I had an Eskimo FlipMo 2 Inferno at one point. I also like that one much more than my Otter. Only thing I didn’t like was I literally kept having like every piece of plastic break on me. It was the perfect shanty minus those issues. 


Sent from my iPhone using Tapatalk


----------



## RiverRanger (Aug 23, 2006)

I vote Otter, i have the Cabin Pro mine gets tipsy but that's only when we have 20+ mph winds and Im by myself, then again what the heck am i doing out there in those winds. One thing that could be happening with the Otter Pros could be the swivel is attached to the seat incorrectly other than that i have no idea how they get tipsy.

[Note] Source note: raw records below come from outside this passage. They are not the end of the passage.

PR #518, opened 2019-02-08
Limit travis builds to master and release tags

### LINKED ISSUE #517: Run travis on master only

carlosms:
Fix #517

### DIFF
--- a/.travis.yml
+++ b/.travis.yml
@@ -1,3 +1,9 @@
+branches:
+  only:
+  - master
+  - /^v\d+\.\d+(\.\d+)?(-\S*)?$/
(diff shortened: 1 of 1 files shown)


.travis.yml
```diff
@@ -1,3 +1,9 @@
+branches:
+  only:
+  - master
+  - /^v\d+\.\d+(\.\d+)?(-\S*)?$/
```
dpordomingo: if we don't need to be strict with version names, this could be simplified as 
```suggestion
  - /^v\d+.*$/
```

carlosms: Yes, but if we leave the first regexp, it can serve as check to avoid tag builds if we make a mistake with the semver. e.g. a tag of `v1.2..3` will not be run on travis.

Otter tubs are the best on the market in my opinion, yes heavy but Im towing it with a snowmobile, I love the fact Otters are built like a tank


----------



## Mole Hill (Jul 15, 2020)

Still using my Clam Yukon shelter built like a tank can't complain after all these years.


----------



## Buddwiser (Dec 14, 2003)

I've put the Eskimo Sierra Thermal 2 man flip on lay-a-way at Franks in Linwood with their Shanty Days sale. Saved 40 bucks. Its not as big as my old Clam Voyager I sold a few years ago nor as heavy and I'll be using it as a one man unit unless the grandson decides he wants to go.


----------



## wateroperator (Nov 8, 2013)

I had a Jason Mitchell Thermal X and loved it but it was too heavy to load and drag around the small inland lakes by myself. If I were fishing big water ice with a sled, I would absolutely have another one and wouldn't even consider an Otter. Personal preference but I haven't sat in an Otter yet that turned my crank.

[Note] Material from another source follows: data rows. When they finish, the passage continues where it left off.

PR #528, opened 2019-02-11
Ensures clean cache on start-up

### LINKED ISSUE #485: No PRs are reviewed if GitHub API responses from Cache
When GitHub API answer from cache [provider/github/watcher.go#L363](https://github.com/src-d/lookout/blob/master/provider/github/watcher.go#L363)
```go
resp.Header.Get("X-From-Cache") == "1"
```
 
the project PRs are not listed for review because it is returned a `NoErrNotModified` error [provider/github/watcher.go#L318](https://github.com/src-d/lookout/blob/master/provider/github/watcher.go#L318)

so no PR is handled [provider/github/watcher.go#L198](https://github.com/src-d/lookout/blob/master/provider/github/watcher.go#L198).

This is a problem if lookout didn't review that `refs/pull/%d/head` yet, but it is returned from cache by GitHub API. I think it can happen if the DB is dropped between reviews, or if the last review failed.

se7entyse7en:
Closes #485. 

Actually I think that the cleanest solution should be to add a `DeleteAll` method [here](https://github.com/gregjones/httpcache/blob/master/diskcache/diskcache.go#L36) that calls the underlying `EraseAll` [here](https://github.com/peterbourgon/diskv/blob/master/diskv.go#L519). But the repository doesn't seem to be very active.

### DIFF
--- a/cmd/lookoutd/common.go
+++ b/cmd/lookoutd/common.go
@@ -10,6 +10,7 @@ import (
 	"runtime"
 	"time"
 
+	"github.com/gregjones/httpcache/diskcache"
 	"github.com/src-d/lookout"
 	"github.com/src-d/lookout/provider/github"
 	"github.com/src-d/lookout/provider/json"
@@ -25,7 +26,6 @@ import (
 	"github.com/src-d/lookout/util/cli"
 	"github.com/src-d/lookout/util/grpchelper"
 
-	"github.com/gregjones/httpcache/diskcache"
 	"github.com/jinzhu/copier"
 	"github.com/sanity-io/litter"
 	"google.golang.org/grpc"
@@ -83,6 +83,9 @@ type queueConsumerCommand struct {
 }
 
 var defaultInstallationsSyncInterval = 5 * time.Minute
+
+// diskcachePath is the path used on disk for caching responses
+var diskcachePath = "/tmp/github"
 
 // Config holds the main configuration
 type Config struct {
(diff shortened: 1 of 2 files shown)


provider/github/watcher.go
```diff
@@ -195,7 +195,11 @@ func (w *Watcher) processRepoPRs(
 		return c.watchMinInterval, nil
 	}
 
-	if err != nil && !NoErrNotModified.Is(err) {
+	if NoErrNotModified.Is(err) {
+		return c.watchMinInterval, nil
```
carlosms: The previous code was calling `handlePrs` if the error is `NoErrNotModified`, now we skip it. Is it safe in any case? Was it a bug, then?

se7entyse7en: It was not a bug, with this change everything works as before, but I think it's just clearer as we avoid calling `handlePrs`. 
The `doPRListRequest` method returns `nil` for `prs` when a `NoErrNotModified` error occurs, and `handlePrs` just returns a `nil` error if you pass it a zero-length `prs`.

se7entyse7en:
@dpordomingo the reason I'm doing it in the `serve` command is because currently it is the only one using a memory queue. Using a persistent queue doesn't require resetting the cache as unacknowledged jobs are not lost, but persisted in the queue.

dpordomingo:
I wonder what would happen if it is started `serve` first, and then stopped, and then `watch`/`work`.
Won't it reproduce the bug?

provider/github/watcher.go
carlosms: I see, thanks

carlosms:
> I wonder what would happen if it is started `serve` first, and then stopped, and then `watch`/`work`.
> Won't it reproduce the bug?

If you really put effort into it, you can reproduce the bug of course. Or you could be using `watch`/`work`, delete the DB and RabbitMQ, and then the persistent http cache will prevent the processing of older PRs as you would expect.

I think it makes sense to also clear the cache for `watch` as @dpordomingo suggests, for consistency.

dpordomingo:
I'd say: that unacknowledged cache should be deleted before being started. If I'm not wrong, I remember that @rporres said that we should assume that it is not guaranteed that jobs in RabbitMQ are not lost. If it happens, that cache might prevent the processing of old or pending PRs.

se7entyse7en:
I've centralized the cache creation as @dpordomingo suggested.

cmd/lookoutd/common.go
```diff
@@ -84,6 +84,9 @@ type queueConsumerCommand struct {
 
 var defaultInstallationsSyncInterval = 5 * time.Minute
 
+// DiskcachePath is the path used on disk for caching responses
+var DiskcachePath = "/tmp/github"
+
```
smacker: any reason to make this variable public?

se7entyse7en: no reason 👍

If you're just looking for a shelter for inland ice that's big enough for you and your son, I'd look at the Eskimo brand. I'm in the same exact situation right now. My son is 6 and really discovered fishing this summer. I have an Eskimo thermal hub for when my wife wants to go too but I'd like another easy dragging flip for just the boy and I. So far, the Eskimo flips seem to fit my needs.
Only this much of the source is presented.